Query: time(aggregate_all(count, (length(_L, 16), line(_L)), C))
% 826,436 inferences, 0.043 CPU in 0.043 seconds (100% CPU, 19185039 Lips)
{'truth': True, 'C': 552}

Its not that bad actually, I can count a 6x6 board in ca. 23 minutes:

?- between(4,6,N), K is N^2-1,
    time(aggregate_all(count, (between(0,K,P),
    Q is 1<<P, path3(P, Q, N)), C)), write(C), nl, fail; true.
% 471,690 inferences, 0.031 CPU in 0.042 seconds
% (74% CPU, 15094080 Lips)
552
% 53,076,891 inferences, 4.422 CPU in 4.428 seconds
% (100% CPU, 12003255 Lips)
8648
% 15,537,147,614 inferences, 1421.922 CPU in 1438.575 seconds
% (99% CPU, 10926864 Lips)
458696

But I am somehow running out of ideas, how to do some speed-up.
I tried a couple of things the last days, but they only made it slower.
How could we count N=7, 8, etc.. The following paper about the

related problem of Hamilton Cycles isn’t very encouraging:

Enumerating Hamiltonian Cycles
Ville H. Pettersson - 2014
https://www.combinatorics.org/ojs/index.php/eljc/article/download/v21i4p7/pdf/

I guess he was using a computing farm and parallelizing the problem:

image840×125 13.7 KB

using symmetry:
For 4x4 you have to evaluate only 3 starting points:

4 8 . .
. 4 . .
. . . .
. . . .

Number indicates multiplication factor.
result = 4 * (start=0,0) + 8 * (start=1,0) + 4 * (start=1,1)

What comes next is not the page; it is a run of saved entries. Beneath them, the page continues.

PR #13595, opened 2023-02-02
[DX010 platform] fix dx010 platform testcase issues

qnos:
#### Why I did it
1. fix chassis test_set_fans_led case
2. fix chassis get_name case mismatch issue
3. fix fan_drawer test_set_fans_speed
4. fix component test_components test case

#### How I did it
Add corresponding configuration into chassis json file

#### How to verify it
Run platform tests cases to verify these failure cases

- [ ] 201811
- [ ] 201911
- [ ] 202006
- [x] 202012
- [x] 202106
- [x] 202111
- [x] 202205
- [x] 202211

### DIFF
--- a/device/celestica/x86_64-cel_seastone-r0/platform.json
+++ b/device/celestica/x86_64-cel_seastone-r0/platform.json
@@ -1,6 +1,6 @@
 {
     "chassis": {
-        "name": "Celestica-DX010-C32",
+        "name": "DX010",
         "status_led": {
             "controllable": true,
             "colors": ["green", "off"]
@@ -17,6 +17,9 @@
             },
             {
                 "name": "CPLD4"
+            },
+            {
+                "name": "CPLD5"
             },
             {
                 "name": "BIOS"
@@ -123,10 +126,22 @@
                 },
                 "fans": [
                     {
-                        "name": "FAN-1F"
+                        "name": "FAN-1F",
+                        "status_led": {
+                            "controllable": false
+                        },
+                        "speed": {
+                            "controllable": false
+                        }
                     },
                     {
-                        "name": "FAN-1R"
+                        "name": "FAN-1R",
+                        "status_led": {
+                            "controllable": false
+                        },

But this brings you only a factor of about 5.
This is way not sufficient for higher numbers.

Just discovered the following fact:
If fields are colored like chess and field=0,0 is black:
For all odd sizes (3x3, 5x5, …) the start field can only be a black one.
So for 5x5:

4 . 4 . .
. 4 . . .
. . 4 . .
. . . . .
. . . . .  

result = 4 * (start=0,0) + 4 * (start=2,0) + 4 * (start=1,1) + 1 * (start=2,2)

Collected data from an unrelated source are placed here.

PR #14239, opened 2023-03-14
[dns] Add support for static DNS configuration.

oleksandrivantsiv:
#### Why I did it
Add support for static DNS configuration. According to https://github.com/sonic-net/SONiC/pull/1262 HLD.

#### How I did it
Add a new `resolv-config.service` that is responsible for transferring configuration from Config DB into `/etc/resolv.conf` file that is consumed by various subsystems in Linux to resolve domain names into IP addresses.

#### How to verify it
- Run the image compilation. Each component related to the static DNS feature is covered with the unit tests.
- Run sonic-mgmt tests. Static DNS feature will be covered with the system tests.
- Install the image and run manual tests.

- [ ] 201811
- [ ] 201911
- [ ] 202006
- [ ] 202012
- [ ] 202106
- [ ] 202111
- [ ] 202205
- [ ] 202211

### DIFF
--- a/device/nokia/armhf-nokia_ixs7215_52x-r0/platform.json
+++ b/device/nokia/armhf-nokia_ixs7215_52x-r0/platform.json
@@ -267,16 +267,16 @@
                 "name": "Ethernet47"
             },
             {
-                "name": "Ethernet48"
+                "name": "SFP48"
             },
             {
-                "name": "Ethernet49"
+                "name": "SFP49"
             },
             {
-                "name": "Ethernet50"
+                "name": "SFP50"
             },
             {
-                "name": "Ethernet51"
+                "name": "SFP51"
             }
        	]
     },
--- a/platform/marvell-armhf/sonic-platform-nokia/7215/sonic_platform/sfp.py
+++ b/platform/marvell-armhf/sonic-platform-nokia/7215/sonic_platform/sfp.py
@@ -1,19 +1,21 @@
-#############################################################################
-# Nokia
+# Name: sfp.py, version: 1.0
 #
-#############################################################################
-
-import subprocess
+# Description: Module contains the definitions of SFP related APIs
+# for Nokia IXR 7250 platform.
+#
+# Copyright (c) 2023, Nokia
+# All rights reserved.
+#
 
 try:
-    from sonic_platform_base.sfp_base import SfpBase
-    from sonic_platform_base.sonic_sfp.sff8472 import sff8472InterfaceId
-    from sonic_platform_base.sonic_sfp.sff8472 import sff8472Dom
-    from sonic_platform_base.sonic_sfp.sfputilhelper import SfpUtilHelper
-    from sonic_py_common import logger
-    from sonic_py_common.general import getstatusoutput_noshell
+    from sonic_platform_base.sonic_xcvr.sfp_optoe_base import SfpOptoeBase
+    from sonic_py_common.logger import Logger
+    from sonic_py_common import device_info
+
 except ImportError as e:
     raise ImportError(str(e) + "- required module not found")
+
+import subprocess as cmd
 
 smbus_present = 1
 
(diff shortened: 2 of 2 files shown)


ganglyu:
Does this feature cover DNS configuration inside container? For example, "docker exec telemetry cat /etc/resolv.conf"

oleksandrivantsiv:
> Does this feature cover DNS configuration inside container? For example, "docker exec telemetry cat /etc/resolv.conf"

Yes. During the container start the docker daemon copies "/etc/resolv.conf" from the host OS rootfs to the docker container rootfs.
But if the DNS configuration is changed in the run time when the container is running this change won't be reflected inside the docker container. In this case config reload will be required.

qiluo-msft:
> 

`config reload` will impact data plane, which is not necessary for DNS config. Could you improve this PR to update DNS config inside each container?

files/image_config/resolv-config/resolv-config.sh
```diff
@@ -0,0 +1,54 @@
+#!/bin/bash
+
+WD=/var/run/resolvconf/
+CONFIG_DIR=${WD}/interface/
+STATIC_CONFIG_FILE=mgmt.static
+DYNAMIC_CONFIG_FILE_TEMPLATE=*.dhclient
+
+start()
+{
+    redis-dump -d 4 -k "DNS_NAMESERVER*" -y > /tmp/dns.json
```
qiluo-msft, line 10: >-d 4 [](http://example.com/codeflow?start=15&length=4)

If your intention is to check if the table is empty, no need to dump.

4 is magic number, you may consider `sonic-db-cli` with `CONFIG_DB`.

@judyjoseph to check multi-asic and T2.

qiluo-msft:
> echo 'KUBELET_EXTRA_ARGS="--resolv-conf=/etc/resolv.conf --cgroup-driver=cgroupfs --node-ip=::"' | sudo tee -a  $FILESYSTEM_ROOT/etc/default/kubelet

Wondering if KUBELET_EXTRA_ARGS is impacted by this new feature?

@lixiaoyuner could you help review?

---
Refers to: files/build_templates/sonic_debian_extension.j2:477 in 4fd0180. [](commit_id = 4fd01802a87f2edfe5ac75651ac5e3c7dacf146e, deletion_comment = False)

files/image_config/resolv-config/resolv.conf.j2
```diff
@@ -0,0 +1,3 @@
+{% for ip in DNS_NAMESERVER|sort %}
+nameserver {{ ip }}
```
qiluo-msft, line 2: >nameserver [](http://example.com/codeflow?start=0&length=10)

In some use case, people are using "/etc/resolv.conf" to manually config DNS entries. In this PR, the content will be overwrite by j2 rendering.

Could you still allow old use case?

src/sonic-config-engine/tests/data/dns/static_dns.json
```diff
@@ -0,0 +1,6 @@
+{
+    "DNS_NAMESERVER": {
```
qiluo-msft, line 2: >DNS_NAMESERVER [](http://example.com/codeflow?start=5&length=14)

Need new yang model for this new ConfigDB table.
Also need yang unit test.

oleksandrivantsiv: Yang model and tests are added: https://github.com/sonic-net/sonic-buildimage/pull/13834

files/image_config/resolv-config/resolv.conf.j2
oleksandrivantsiv: Those are mutually exclusive approaches. If the user wants to edit /etc/resolv.conf manually it should not configure DNS via config DB and vice-versa. The default behavior is preserved if no DNS entries are specified in the config DB.

PR #14303, opened 2023-03-17
Fix telemetry.sh passing in null as log level value

zbud-msft:
#### Why I did it

Bug in script that was passing in null as log level value if missing from config_db

#### How I did it

Added more robust conditional statement

#### How to verify it

1) Remove log_level from config db
2) config reload -y
3) telemetry should not crash

- [ ] 201811
- [ ] 201911
- [ ] 202006
- [ ] 202012
- [ ] 202106
- [ ] 202111
- [ ] 202205
- [ ] 202211

### DIFF
--- a/dockers/docker-sonic-telemetry/telemetry.sh
+++ b/dockers/docker-sonic-telemetry/telemetry.sh
@@ -63,10 +63,10 @@ if [ -z $CLIENT_AUTH ] || [ $CLIENT_AUTH == "false" ]; then
 fi
 
 LOG_LEVEL=$(echo $GNMI | jq -r '.log_level')
-if [ -z $LOG_LEVEL ] || [ $LOG_LEVEL == "null" ]; then
-    TELEMETRY_ARGS+=" -v=2"
-else
+if [[ $LOG_LEVEL =~ ^[0-9]+$ ]]; then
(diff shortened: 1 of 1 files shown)


dockers/docker-sonic-telemetry/telemetry.sh
```diff
@@ -63,10 +63,10 @@ if [ -z $CLIENT_AUTH ] || [ $CLIENT_AUTH == "false" ]; then
 fi
 
 LOG_LEVEL=$(echo $GNMI | jq -r '.log_level')
-if [ ! -z $LOG_LEVEL ]; then
-    TELEMETRY_ARGS+=" -v=$LOG_LEVEL"
-else
+if [ -z $LOG_LEVEL ] || [ $LOG_LEVEL == "null" ]; then
```
qiluo-msft, line 66: >$LOG_LEVEL [](http://example.com/codeflow?start=26&length=10)

If you expect only numbers, check for numbers as allowlist. ref: [https://stackoverflow.com/a/2210386/2514803](https://stackoverflow.com/a/2210386/2514803)

zbud-msft: Done

qiluo-msft (approved):

PR #14347, opened 2023-03-20
Update sonic-py-common, add missing dependency to redis-dump-load.

liuh-80:
Update sonic-py-common, add missing dependency to redis-dump-load.

#### Why I did it
The script sonic_db_dump_load.py in sonic-py-common is depends on redis-dump-load, however the dependency is missing.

I guess the checker board pattern is result from lemma:

image981×72 14.6 KB

Taken from this paper here. Not sure how to utilize it.

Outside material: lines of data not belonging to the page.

PR #14351, opened 2023-03-20
Always use the openssl backend of curl

saiarcot895:
This should make sure that the openssl backend of curl is used, instead of the gnutls or nss backend, for consistency reasons.

- [ ] 201811
- [ ] 201911
- [ ] 202006
- [ ] 202012
- [ ] 202106
- [ ] 202111
- [x] 202205
- [x] 202211

### DIFF
--- a/sonic-slave-bullseye/Dockerfile.j2
+++ b/sonic-slave-bullseye/Dockerfile.j2
@@ -202,7 +202,7 @@ RUN apt-get update && apt-get install -y \
         libxml2-dev \
 # For BFN sdk build
         libusb-1.0-0-dev \
-        libcurl3-nss-dev \
+        libcurl4-openssl-dev \
         libunwind8-dev \
         telnet \
         libc-ares2 \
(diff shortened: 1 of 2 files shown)


ganglyu (approved):

xumia (approved):

sonic-slave-bullseye/Dockerfile.j2
```diff
@@ -202,7 +202,7 @@ RUN apt-get update && apt-get install -y \
         libxml2-dev \
 # For BFN sdk build
         libusb-1.0-0-dev \
-        libcurl3-nss-dev \
+        libcurl4-openssl-dev \
```
xumia, line 205: Can we change the one in sonic-slave-buster/Dockerfile.j2 as well? We are still using the docker image.

saiarcot895: Done

saiarcot895:
@k-v1 I think it would be better for feature/capability consistency (and some minor space savings) that everything uses the openssl version of curl, unless there's a very good reason that some other backend needs to be used.

bluecmd:
I filed https://github.com/sonic-net/sonic-mgmt-framework/issues/130 to investigate changing it to openssl as well instead of gnutls.

PR #14385, opened 2023-03-22
[202012] Check config file not empty after modify it in hostcfgd. 

liuh-80:
**What I did**
Check /etc/pam.d/sshd integrity after modify it in hostcfgd.

**Why I did it**
Found some incident that /etc/pam.d/sshd become empty file during OR upgrade. 

**How I verified it**
Pass all UT.
Add new UT to cover new code.

**Details if related**
This is a manually cherry-pick PR for https://github.com/sonic-net/sonic-host-services/pull/36


liuh-80:
Because we can only cherry pick from master branch to older branch, so will create manuallt chertry-pick PR for 201811 and 201911

PR #14405, opened 2023-03-24
[Build] disable DOCKER_BUILDKIT if SONIC_USE_DOCKER_BUILDKIT is not set

### LINKED ISSUE #14081: Disable Docker BuildKit explicitly
Docker 23.0.0 (1 Feb 2023) Release notes:

- Set Buildx and BuildKit as the default builder on Linux.
- The legacy builder can still be used by explicitly setting DOCKER_BUILDKIT=0.

Probably need to explicitly set DOCKER_BUILDKIT=0 in slave.mk if SONIC_USE_DOCKER_BUILDKIT is disabled.

k-v1:
#### Why I did it

Fix #14081
By default DOCKER_BUILDKIT is enabled after docker version 23.0.0
So we need to disable it explicitly if SONIC_USE_DOCKER_BUILDKIT is not set.
Otherwise it will produce larger installable images.

#### How I did it

set DOCKER_BUILDKIT=0 in slave.mk

### DIFF
--- a/slave.mk
+++ b/slave.mk
@@ -453,6 +453,8 @@ include Makefile.cache
 ifeq ($(SONIC_USE_DOCKER_BUILDKIT),y)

Did you mean this kind of heat map:

A . B . A         A = 824, B = 496
. C . C .         C = 728
B . D . B         D = 456
. C . C .
A . B . A

And then 4*A + 4*B + 4*C + D = 8648.

The query was:

?- between(0, 24, P), aggregate_all(count, 
    (Q is 1<<P, path3(P, Q, 5)), C), write(C), 
    write(' '), flush_output, fail; true.
824 0 496 0 824 0 728 0 728 0 496 0 456 0 496 0 728 0 728 0 824 0 496 0 824 
true.

The code is a generalization of the bitwise solution
with a parameter N for the square side size:

next(P, Q, N) :- P mod N+1 < N, Q is P+1.
next(P, Q, N) :- P mod N > 0, Q is P-1.
next(P, Q, N) :- P div N+1 < N, Q is P+N.
next(P, Q, N) :- P div N > 0, Q is P-N.

path3(_, L, N) :- N^2 =:= popcount(L), !.
path3(P, L, N) :-
   next(P, H, N), J is 1<<H,
   L /\ J =:= 0,
   R is L \/ J,
   path3(H, R, N).

Despite using bitset, still brute force, not extremly fast,
as already mentioned takes ca. 20 minutes for 6x6 rect.

yes.
I have a typo, correct:

4 . 4 . .
. 4 . . .
. . 1 . .
. . . . .
. . . . .  

Even in danger of being kicked off this forum
I have changed to plain C and can now do 7x7:

> time ./num
27070560

real    4m28,789s
user    4m28,440s
sys     0m0,001s

I evaluate the following start points:

4 . 8 . . . .
. 4 . 4 . . .
. . 4 . . . .
. . . 1 . . .
. . . . . . .
. . . . . . .
. . . . . . .

But still no chance for 8x8.

I wonder why there are 160 GB used.
I have an idea, but I will have to test this to find out if this reduces the exponential grow.